Bundesverband der Musikindustrie zu SPD-Urheberrechtsthesen

Wenn keiner im Internet zahlt, gibt es auch nichts zu verteilen

In der Öffentlichkeit herrscht eine engagierte Debatte um das Urheberrecht. Neben Forderungen nach einer Kulturflatrate gibt es auch die Erwartung, alles im Netz kostenfrei zu machen. Die SPD-Bundestagsfraktion hat in Form von zwölf Thesen Stellung bezogen zu den offenen Streitpunkten und sucht nun mit Nutzern Urhebern und Verwertern im Dialog nach fairen Lösungen. In einer Reihe kommen auf spdfraktion.de Protagonisten aus allen beteiligten Bereichen zu Wort, für die das Urheberrecht eine wichtige Rolle in ihrem Schaffen spielt und die sich kritisch mit den SPD-Thesen auseinandergesetzt haben. Diesmal hat sich der Bundesverband der Musikindustrie (BVMI) mit den Vorschlägen auseinandergesetzt. Präzise und kritisch beantwortet Geschäftsführer Florian Drücke die Interviewfragen.

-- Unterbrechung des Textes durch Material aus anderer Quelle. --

PR #800, opened 2022-04-01
expand ranges and add titles in pickerset

70ray:
This incorporates the character names (titles) in the picker set so they can be used via an API. PHP has a function for getting the names from the character codes but other languages such as javascript do not. It would be possible to incorporate them in the api function by breaking down the pickerset and building it up again, but putting the names in when it is first built seems a better option and only needs some small changes to existing code.


70ray:
needs more work.

PR #804, opened 2022-04-16
swagger file for pi api

70ray:
This is the swagger definition of a proposed profreading interface. It does not include any code.
The character validation is done only in the server when a page is saved or wordchecked. It returns code 422 with data indicating the bad characters if any are found.
Wordcheck returns data indicating bad words. The client can mark punctuation using a set of punctuation characters it gets from the server.

### DIFF
--- a/SETUP/tests/apiTest.php
+++ b/SETUP/tests/apiTest.php
@@ -1,0 +1,575 @@
+<?php
+
+// api functions in api/v1_projects.inc
+
+class ApiTest extends PHPUnit\Framework\TestCase
+{
+    private $TEST_USERNAME_PM = "ProjectTestPM_php";
+    private $TEST_USERNAME = "ProjectTest_php";
+    private $TEST_USERNAME_2 = "ProjectTest_2_php";
+    private $TEST_OLDUSERNAME = "ProjectTest_old_php";
+    private $TEST_IMAGESOURCE = "PrjTest";
+    private $valid_projectID = "projectID45c225f598e32";
+    private $valid_page_image = "001.png";
+    private $valid_project_data = [
+        "nameofwork" => "War and Peace",
+        "authorsname" => "Bob Smith",
+        "language" => "English",
+        "genre" => "Other",
+        "difficulty" => "average",
+        "clearance" => "123abc",
+        // username and image_source are set in setUp() after creation
+    ];
+    private $created_projectids = [];
+
+    private $TEST_IMAGE_FILE_NAME = "001.png";
+    private $TEST_IMAGE_FILE_NAME_2 = "002.png";
+    private $TEST_TEXT = "This is a test file";
+    private $TEST_MODIFIED_TEXT = "This is a modified test file";
+    private $TEST_BAD_TEXT = "This is a bĀd test file";
+
+    protected function setUp(): void
+    {
+        create_test_user($this->TEST_USERNAME_PM);
+
+        // make the user a PM
+        $settings = new Settings($this->TEST_USERNAME_PM);
+        $settings->set_boolean("manager", true);
+
+        create_test_user($this->TEST_USERNAME);
+
+        // create an old user (new users $days_on_site_threshold = 21)
+        create_test_user($this->TEST_OLDUSERNAME, 22);
+
+        create_test_image_source($this->TEST_IMAGESOURCE);
+
+        $this->valid_project_data["username"] = $this->TEST_USERNAME_PM;
+        $this->valid_project_data["image_source"] = $this->TEST_IMAGESOURCE;
+    }
+
+    protected function tearDown(): void
+    {
+        // clean up the PM value
+        $settings = new Settings($this->TEST_USERNAME_PM);
+        $settings->set_value("manager", null);
+
+        delete_test_user($this->TEST_USERNAME_PM);
+        delete_test_user($this->TEST_USERNAME);
+        delete_test_user($this->TEST_OLDUSERNAME);
+        delete_test_image_source($this->TEST_IMAGESOURCE);
+
+        foreach ($this->created_projectids as $projectid) {
+            $project = new Project($projectid);
+            delete_test_project_remains($project);
+        }
+    }
+
+    // -----------------------------------------------------------
+    // helper functions
+
+    protected function _create_project()
+    {
+        $project = new Project();
+        foreach ($this->valid_project_data as $key => $value) {
+            $project->$key = $value;
+        }
+        $project->save();
+        $this->created_projectids[] = $project->projectid;
+
+        return $project;
+    }
+
+    protected function _create_available_project_with_page($npage = 1)
+    {
+        $project = $this->_create_project();
+        $project->add_charsuite("basic-latin");
+
+        $this->add_page($project, "001");
+        if ($npage > 1) {
+            $this->add_page($project, "002");
+        }
+
+        project_transition($project->projectid, PROJ_P1_UNAVAILABLE, $this->TEST_USERNAME_PM);
+        project_transition($project->projectid, PROJ_P1_WAITING_FOR_RELEASE, $this->TEST_USERNAME_PM);
+        project_transition($project->projectid, PROJ_P1_AVAILABLE, PT_AUTO);
+
+        return $project;
+    }
+
+    protected function _create_available_project_round2()
+    {
+        $project = $this->_create_available_project_with_page();
+        project_transition($project->projectid, PROJ_P1_COMPLETE, PT_AUTO);
+        project_transition($project->projectid, PROJ_P1_COMPLETE, PT_AUTO);
+        project_transition($project->projectid, PROJ_P2_WAITING_FOR_RELEASE, PT_AUTO);
+        project_transition($project->projectid, PROJ_P2_AVAILABLE, PT_AUTO);
+
+        return $project;
+    }
+
+    protected function add_page($project, $base)
+    {
+        $source_project_dir = sys_get_temp_dir();
+        $txt_file_name = "$base.txt";
+        $txt_file_path = "$source_project_dir/$txt_file_name";
+        $fp = fopen($txt_file_path, 'w');
+        fwrite($fp, $this->TEST_TEXT);
+        fclose($fp);
+
+        $image_file_name = "$base.png";
+        $img_file_path = "{$project->dir}/$image_file_name";
+        $fp = fopen($img_file_path, 'w');
+        fwrite($fp, str_repeat("This is a test image file", 10));
+        fclose($fp);
+
+        project_add_page($project->projectid, $base, $image_file_name, $txt_file_path, $this->TEST_USERNAME_PM, time());
+    }
+
+    protected function checkout($roundid, $projectid)
+    {
+        // check out a page
+        $path = "v1/rounds/$roundid/projects/$projectid/pages";
+        $query_params = "";
+        $router = ApiRouter::get_router();
+        $_SERVER["REQUEST_METHOD"] = "POST";
+        return $router->route($path, $query_params);
+    }
+
+    protected function return_to_round($projectid, $page)
+    {
+        global $request_body;
+
+        $path = "v1/rounds/P1/projects/$projectid/pages/$page";
+        $query_params = "";
+        $router = ApiRouter::get_router();
+        $request_body = ["new_page_state" => "avail"];
+        $_SERVER["REQUEST_METHOD"] = "PUT";
+        return $router->route($path, $query_params);
+    }
+
+    protected function save_as_done($projectid, $page, $text)
+    {
+        global $request_body;
+
+        $path = "v1/rounds/P1/projects/{$projectid}/pages/$page";
+        $query_params = "";
+        $router = ApiRouter::get_router();
+        $request_body = ["new_page_state" => "saved", "text" => $text];
+        $_SERVER["REQUEST_METHOD"] = "PUT";
+        return $router->route($path, $query_params);
+    }
+
+    protected function get_text($projectid, $page, $option)
+    {
+        $path = "v1/rounds/P1/projects/{$projectid}/pages/$page";
+        $query_params = ["pageoption" => $option];
+        $router = ApiRouter::get_router();
+        $_SERVER["REQUEST_METHOD"] = "GET";
+        return $router->route($path, $query_params);
+    }
+
+    // ----------------------------------------------------
+    // tests
+
+    public function test_checkout_invalid_round()
+    {
+        global $pguser;
+
+        $this->expectExceptionCode(DP::INVALID_ROUND);
+
+        $this->checkout("P0", "projectId");
+    }
+
+    public function test_checkout_bad_projectid()
+    {
+        global $pguser;
+
+        $this->expectExceptionCode(DP::NO_SUCH_PROJECT_ID);
+
+        $this->checkout("P1", "projectId");
+    }
+
+    public function test_user_access_denied()
+    {
+        global $pguser;
+
+        $this->expectExceptionCode(DP::USER_NOT_QUALIFIED_FOR_ROUND);
+
+        $project = $this->_create_project();
+        $pguser = $this->TEST_USERNAME;
+
+        $this->checkout("P3", $project->projectid);
+    }
+
+    public function test_project_not_in_round()
+    {
+        global $pguser;
+
+        $this->expectExceptionCode(DP::PROJECT_NOT_IN_ROUND);
+
+        $project = $this->_create_project();
+        $pguser = $this->TEST_USERNAME;
+
+        $this->checkout("P1", $project->projectid);
+    }
+
+    public function test_project_unavailable()
+    {
+        global $pguser;
+
+        $this->expectExceptionCode(DP::PROJECT_NOT_AVAILABLE);
+
+        $project = $this->_create_project();
+        $pguser = $this->TEST_USERNAME;
+        project_transition($project->projectid, PROJ_P1_UNAVAILABLE, $this->TEST_USERNAME_PM);
+
+        $this->checkout("P1", $project->projectid);
+    }
+
+    public function test_project_checkout_available()
+    {
+        global $pguser, $ELR_round;
+
+        // new project, new user
+        $project = $this->_create_available_project_with_page();
+        $pguser = $this->TEST_USERNAME;
+
+        $response = $this->checkout("P1", $project->projectid);
+        $expected = [
+            'pagename' => $this->TEST_IMAGE_FILE_NAME,
+            'image_url' => "{$project->url}/{$this->TEST_IMAGE_FILE_NAME}",
+            'text' => $this->TEST_TEXT,
+        ];
+        $this->assertEquals($response, $expected);
+
+        $page = $this->TEST_IMAGE_FILE_NAME;
+        $this->return_to_round($project->projectid, $page);
+
+        // user done many pages but few days on site
+        // $page_tally_threshold 500 for new projects in reserve time
+        page_tallies_add($ELR_round->id, $pguser, 501);
+        $response = $this->checkout("P1", $project->projectid);
+        $this->assertEquals($response, $expected);
+        $this->return_to_round($project->projectid, $page);
+
+        // few pages, many days on site
+        $pguser = $this->TEST_OLDUSERNAME;
+        $response = $this->checkout("P1", $project->projectid);
+        $this->assertEquals($response, $expected);
+        $this->return_to_round($project->projectid, $page);
+
+        // user done many pages, many days on site
+        $this->expectExceptionCode(DP::RESERVED_FOR_NEW_PROOFREADERS);
+        page_tallies_add($ELR_round->id, $pguser, 501);
+        $this->checkout("P1", $project->projectid);
+    }
+
+    public function test_beginner_project_checkout()
+    {
+        global $pguser, $ELR_round;
+
+        $this->expectExceptionCode(DP::BEGINNERS_QUOTA_REACHED);
+
+        $this->valid_project_data["difficulty"] = "beginner";
+        $project = $this->_create_available_project_with_page();
+        $pguser = $this->TEST_USERNAME;
+        // beginners limit is 40 in user_is.inc
+        page_tallies_add($ELR_round->id, $pguser, 50);
+
+        $this->checkout("P1", $project->projectid);
+    }
+
+    public function test_beginner_mentor_project_checkout()
+    {
+        global $pguser, $ELR_round;
+
+        $this->expectExceptionCode(DP::NO_ACCESS_TO_MENTORS_ONLY);
+
+        $this->valid_project_data["difficulty"] = "beginner";
+        $project = $this->_create_available_project_with_page();
+        $project = $this->_create_available_project_round2();
+        $pguser = $this->TEST_USERNAME;
+        $user = new User($pguser);
+        $user->grant_access("P2", $pguser);
+
+        $this->checkout("P2", $project->projectid);
+    }
+
+    public function test_project_checkout_wrong_round()
+    {
+        global $pguser;
+
+        $this->expectExceptionCode(DP::PROJECT_NOT_IN_REQUIRED_ROUND);
+
+        $project = $this->_create_available_project_with_page();
+        $pguser = $this->TEST_USERNAME;
+        $user = new User($pguser);
+        $user->grant_access("P2", $pguser);
+
+        $this->checkout("P2", $project->projectid);
+    }
+
+    public function test_project_checkout_no_more_pages()
+    {
+        global $pguser;
+
+        $this->expectExceptionCode(DP::NO_MORE_PAGES);
+
+        $project = $this->_create_available_project_with_page();
+        $pguser = $this->TEST_USERNAME;
+
+        $this->checkout("P1", $project->projectid);
+        // try to get another page
+        $this->checkout("P1", $project->projectid);
+    }
+
+    public function test_return_to_round()
+    {
+        global $pguser;
+
+        $pguser = $this->TEST_USERNAME;
+        $project = $this->_create_available_project_with_page();
+
+        // check out a page
+        $response = $this->checkout("P1", $project->projectid);
+
+        // return it to round
+        $page = $response['pagename'];
+        $response = $this->return_to_round($project->projectid, $page);
+        $this->assertEquals($response, null);
+    }
+
+    public function test_return_non_existent_page()
+    {
+        global $pguser;
+
+        $this->expectExceptionCode(DP::NO_SUCH_PAGE);
+
+        $pguser = $this->TEST_USERNAME;
+        $project = $this->_create_available_project_with_page();
+
+        // check out a page
+        $this->checkout("P1", $project->projectid);
+
+        // return another page to round
+        $this->return_to_round($project->projectid, $this->TEST_IMAGE_FILE_NAME_2);
+    }
+
+    public function test_return_page_wrong_state()
+    {
+        global $pguser;
+
+        $this->expectExceptionCode(DP::WRONG_PAGE_STATE);
+
+        $pguser = $this->TEST_USERNAME;
+        $project = $this->_create_available_project_with_page();
+
+        // return a page to round without checkout first
+        $this->return_to_round($project->projectid, $this->TEST_IMAGE_FILE_NAME);
+    }
+
+    public function test_return_page_not_owned()
+    {
+        global $pguser;
+
+        $this->expectExceptionCode(DP::WRONG_PAGE_OWNER);
+
+        $pguser = $this->TEST_USERNAME;
+        $project = $this->_create_available_project_with_page();
+
+        // check out a page
+        $this->checkout("P1", $project->projectid);
+
+        // let another user return it to round
+        $pguser = $this->TEST_USERNAME_2;
+        $this->return_to_round($project->projectid, $this->TEST_IMAGE_FILE_NAME);
+    }
+
+    public function test_save_as_in_progress()
+    {
+        global $pguser, $request_body;
+
+        $pguser = $this->TEST_USERNAME;
+        $project = $this->_create_available_project_with_page();
+
+        // check out a page
+        $response = $this->checkout("P1", $project->projectid);
+
+        // save as in progress
+        $page = $response['pagename'];
+        $path = "v1/rounds/P1/projects/{$project->projectid}/pages/$page";
+        $query_params = "";
+        $router = ApiRouter::get_router();
+        $request_body = ["new_page_state" => "temp", "text" => $this->TEST_MODIFIED_TEXT];
+        $_SERVER["REQUEST_METHOD"] = "PUT";
+        $response = $router->route($path, $query_params);
+        $this->assertEquals($response, null);
+
+        // get original text back
+        $query_params = ["pageoption" => "original"];
+        $_SERVER["REQUEST_METHOD"] = "GET";
+        $response = $router->route($path, $query_params);
+        $this->assertEquals($response, ["text" => $this->TEST_TEXT]);
+
+        // get last saved text
+        $query_params = ["pageoption" => "current"];
+        $_SERVER["REQUEST_METHOD"] = "GET";
+        $response = $router->route($path, $query_params);
+        $this->assertEquals($response, ["text" => $this->TEST_MODIFIED_TEXT]);
+
+        // save bad text
+        $query_params = "";
+        $request_body = ["new_page_state" => "temp", "text" => $this->TEST_BAD_TEXT];
+        $_SERVER["REQUEST_METHOD"] = "PUT";
+        $response = $router->route($path, $query_params);
+        $this->assertEquals($response, null);
+
+        // get saved text back - bad char removed
+        $query_params = ["pageoption" => "current"];
+        $_SERVER["REQUEST_METHOD"] = "GET";
+        $response = $router->route($path, $query_params);
+        $this->assertEquals($response, ["text" => "This is a bd test file"]);
+    }
+
+    public function test_invalid_text()
+    {
+        global $request_body;
+
+        $project = $this->_create_available_project_with_page();
+        $query_params = "";
+        $router = ApiRouter::get_router();
+        $request_body = ["text" => $this->TEST_BAD_TEXT];
+        $path = "v1/projects/{$project->projectid}/validatetext";
+        $_SERVER["REQUEST_METHOD"] = "POST";
+        $response = $router->route($path, $query_params);
+        $expected_response = [
+            "mark_array" => [["This is a b", 0], ["Ā", 1], ["d test file", 0]],
+            "good" => false,
+        ];
+        $this->assertEquals($response, $expected_response);
+
+        $request_body = ["text" => $this->TEST_TEXT];
+        $response = $router->route($path, $query_params);
+        $expected_response = [
+            "mark_array" => [[$this->TEST_TEXT, 0]],
+            "good" => true,
+        ];
+        $this->assertEquals($response, $expected_response);
+    }
+
+    public function test_save_as_done()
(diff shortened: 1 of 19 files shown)


api/dp-openapi.yaml
```diff
@@ -784,6 +1132,163 @@ components:
...
+      type: object
+      properties:
+        advice:
+          type: string
+          description: html encoded text
+          example: Common Fixes ...
+        reasons:
+          type: array
+          description: reasons to mark page bad
+          items:
```
chrismiceli, line 1286: we want to include the other reasons too, right?

api/dp-openapi.yaml
```diff
@@ -784,6 +1132,163 @@ components:
...
+          type: array
+          items:
+            type: string
+
+    bad_page_data:
+      type: object
+      properties:
+        advice:
+          type: string
+          description: html encoded text
```
chrismiceli, line 1281: would an array of strings of the common fixes? This feels weird in a REST endpoint to be honest in my opinion.

api/dp-openapi.yaml
```diff
@@ -591,6 +591,354 @@ paths:
...
+      responses:
+        200:
+          description: Data
+          content:
+            application/json:
+              schema:
+                $ref: '#/components/schemas/bad_page_data'
+        '401':
+          $ref: '#/components/responses/Unauthorized'
+        '404':
```
chrismiceli, line 608: is this possible?

api/dp-openapi.yaml
```diff
@@ -784,6 +1132,163 @@ components:
...
+            items:
+              type: object
+              properties:
+                name:
+                  type: string
+                  example: ˆ
+                title:
+                  type: string
+                  example: Letters with acute, grave, and circumflex
+                rows:
```
chrismiceli, line 1242: Rows feels like a UI concept that doesn't belong in the REST api.

api/dp-openapi.yaml
```diff
@@ -591,6 +591,354 @@ paths:
...
+
+  /rounds/{roundid}:
+    get:
+      tags:
+      - project
+      description: Gets round information
+      parameters:
+      - name: roundid
+        in: path
+        description: The round identifier (as defined by array_keys($Round_for_round_id_)
```
chrismiceli, line 651: missing close paren?

api/dp-openapi.yaml
```diff
@@ -591,6 +591,354 @@ paths:
...
+
+  /proofrounds/{proofroundid}/proofprojects/{proofprojectid}/proofpages:
+    post:
+      tags:
+      - project
+      description: Checks out a page for proofreading
+      parameters:
+      - name: proofroundid
+        in: path
+        description: The round identifier (as defined by array_keys($Round_for_round_id_)
```
chrismiceli, line 677: same paren

api/dp-openapi.yaml
```diff
@@ -784,6 +1132,163 @@ components:
...
+        text:
+          type: string
+        auxlanguage:
+          type: string
+        adhocgoodwords:
+          type: array
+          items:
+            type: string
+
+    page_save:
```
chrismiceli, line 1195: not sure how swagger would represent this, but should we have 1 type with optional entries for text,  and reason instead of 3 and the oneOf? Not sure if it is even better or not.

api/dp-openapi.yaml
```diff
@@ -591,6 +591,354 @@ paths:
...
+        429:
+          $ref: '#/components/responses/RateLimitExceeded'
+        default:
+          $ref: '#/components/responses/UnexpectedError'
+
+  /proofrounds/{proofroundid}/proofprojects/{proofprojectid}/ownedpages/{ownedpage}:
+    put:
+      tags:
+      - project
+      description: make page available for proofreading, change state to temp if necessary
```
chrismiceli, line 756: is there a way to capture what roles are required to perform certain operations?

api/dp-openapi.yaml
```diff
@@ -591,6 +591,354 @@ paths:
...
+          type: string
+      - name: proofpage
+        in: path
+        description: the name of the page, must be in temp state and owned by user
+        required: true
+        schema:
+          type: string
+      - name: pageoption
+        in: path
+        description: current or original
```
chrismiceli, line 818: should we use enum for the scheama? https://swagger.io/docs/specification/data-models/enums/

chrismiceli, line 818: does original only get previous round? Should it be called previous?

api/dp-openapi.yaml
```diff
@@ -784,6 +1132,163 @@ components:
...
+    wordcheck_data:
+      type: object
+      properties:
+        langsWithDict:
+          type: array
+          items:
+            type: string
+        messages:
+          type: object
+        puncChars:
```
chrismiceli, line 1144: what does this mean?

api/dp-openapi.yaml
```diff
@@ -784,6 +1132,163 @@ components:
...
+          type: string
+        adhocgoodwords:
+          type: array
+          items:
+            type: string
+
+    page_save:
+      type: object
+      properties:
+        new_page_state:
```
chrismiceli, line 1198: we aren't consistent in camel case vs snake case in the properties on these objects

chrismiceli (commented):
My comments are relatively generic and not related to the design, so don't put too much effort into rectifying them until the design gets properly reviewed.

api/dp-openapi.yaml
70ray: Probably not. I just copied all the error responses at the end of each  endpoint.

api/dp-openapi.yaml
70ray: Yes, I suppose it is only important for upper and lower case which we should describe more explicitly.

api/dp-openapi.yaml
70ray: Maybe so.

api/dp-openapi.yaml
70ray: Yes, this is just an example.

api/dp-openapi.yaml
cpeel: We should use snake case everywhere in here to be consistent with the existing API.

api/dp-openapi.yaml
```diff
@@ -591,6 +591,354 @@ paths:
...
+              schema:
+                $ref: '#/components/schemas/round_data'
+        404:
+          $ref: '#/components/responses/NotFound'
+        429:
+          $ref: '#/components/responses/RateLimitExceeded'
+        default:
+          $ref: '#/components/responses/UnexpectedError'
+
+  /proofrounds/{proofroundid}/proofprojects/{proofprojectid}/proofpages:
```
cpeel, line 669: Can you talk about why you went for a `round -> project -> page` hierarchy? It feels a bit awkward since projects shift between rounds but rounds don't shift between projects, so the most stable part of the hierarchy is the project, so: `project -> round -> page`. It could conceivably be `/projects/{projectid}/proofrounds/{proofroundid}/...`

api/dp-openapi.yaml
```diff
@@ -591,6 +591,354 @@ paths:
...
+        404:
+          $ref: '#/components/responses/NotFound'
+        422:
+          $ref: '#/components/responses/InvalidCharacters'
+        429:
+          $ref: '#/components/responses/RateLimitExceeded'
+        default:
+          $ref: '#/components/responses/UnexpectedError'
+
+  /proofrounds/{proofroundid}/proofprojects/{proofprojectid}/ownedpages/{ownedpage}:
```
cpeel, line 752: I don't understand what `ownedpages` is vs `proofpages` - can you clarify how these differ and where this one is used?

api/dp-openapi.yaml
```diff
@@ -591,6 +591,354 @@ paths:
...
+        401:
+          $ref: '#/components/responses/Unauthorized'
+        404:
+          $ref: '#/components/responses/NotFound'
+        429:
+          $ref: '#/components/responses/RateLimitExceeded'
+        default:
+          $ref: '#/components/responses/UnexpectedError'
+
+  /proofrounds/{proofroundid}/proofprojects/{proofprojectid}/proofpages/{proofpage}/pageoptions/{pageoption}:
```
cpeel, line 792: `pageoption` should be an optional URL parameter that gets passed in (defaults to `current` for instance), not part of the URL. That lets the GET and PUT be the same URL which is more RESTful.

api/dp-openapi.yaml
70ray: > I would expect this to be coded within the client and not passed from the server.

That seems reasonable.

api/dp-openapi.yaml
70ray: > We should use snake case everywhere in here to be consistent with the existing API.

I'll do that

api/dp-openapi.yaml
70ray: It seemed more like a hierarchical address if round is put first. In the case of proofreading if you choose a round you can then choose a project which is available in that round. But doing it the other way round, if you choose a project you cannot then choose which round you want to work in because the round has to be the round the project is in.
It makes the validation work in a logical sequence: first check that the user can work in the given round and then check that the project is in the round and available.
The user is really the first component in the hierarchy although not stated explicitly so if the user is not logged in it will fall at the first fence.
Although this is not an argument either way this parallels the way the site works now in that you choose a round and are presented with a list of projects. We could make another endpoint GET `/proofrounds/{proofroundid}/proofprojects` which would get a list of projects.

Florian Drücke, Geschäftsführer des Bundesverbandes der Musikindustrie
(Foto: Markus Nass)

Sollte im Internet alles kostenfrei für jedermann verfügbar sein, wie es einige vorschlagen?

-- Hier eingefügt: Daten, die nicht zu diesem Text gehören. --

PR #806, opened 2022-04-22
Enforce correct project create/update perms in API

cpeel:
@srjfoo did some very thorough testing of the new project create/update API (thanks Sharon!) and found we were not doing the right permissions enforcement. This fixes those problems.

Nein. Vor dem Hintergrund eines mittlerweile fest etablierten legalen Musikangebots im Internet ist das ein Aspekt in der Debatte, den ich für überkommen hielt. Alles umsonst im Internet, also ein Schlaraffenland, in dem Musik, Filme, Games, eBooks, aber gerne auch gedruckte Bücher, Vinyl-Schallplatten, Toaster oder Kaffeemaschinen, die man ja auch dort bestellen kann, gratis bereitstehen, klingt für mich eher nach einem Märchen, denn nach einem ernsthaften Vorschlag. Wie das wirtschaftlich funktionieren soll, müsste man mir genau erklären. Schließlich stehen hinter den Produkten und Services, die dort angeboten werden, reale Menschen, die Werte schaffen und Arbeitsleistungen erbringen, von der sie ja auch leben können müssen. Natürlich gibt es auch Gratisangebote im Internet, die funktionieren können, gerade die aktuelle Entwicklung im Zeitungsmarkt, der nach und nach von Free- auf Paid-Content umstellt, zeigt allerdings, dass Qualität ihren Preis hat und sich diese nur schwer allein über Werbung finanzieren lässt, zumal in der Ära der Ad-Blocker. Als Musikbranche setzen wir uns für eine digitale Ökonomie ein, in der nachhaltiges Wirtschaften möglich ist. Dafür braucht es natürlich die entsprechenden Rahmenbedingungen.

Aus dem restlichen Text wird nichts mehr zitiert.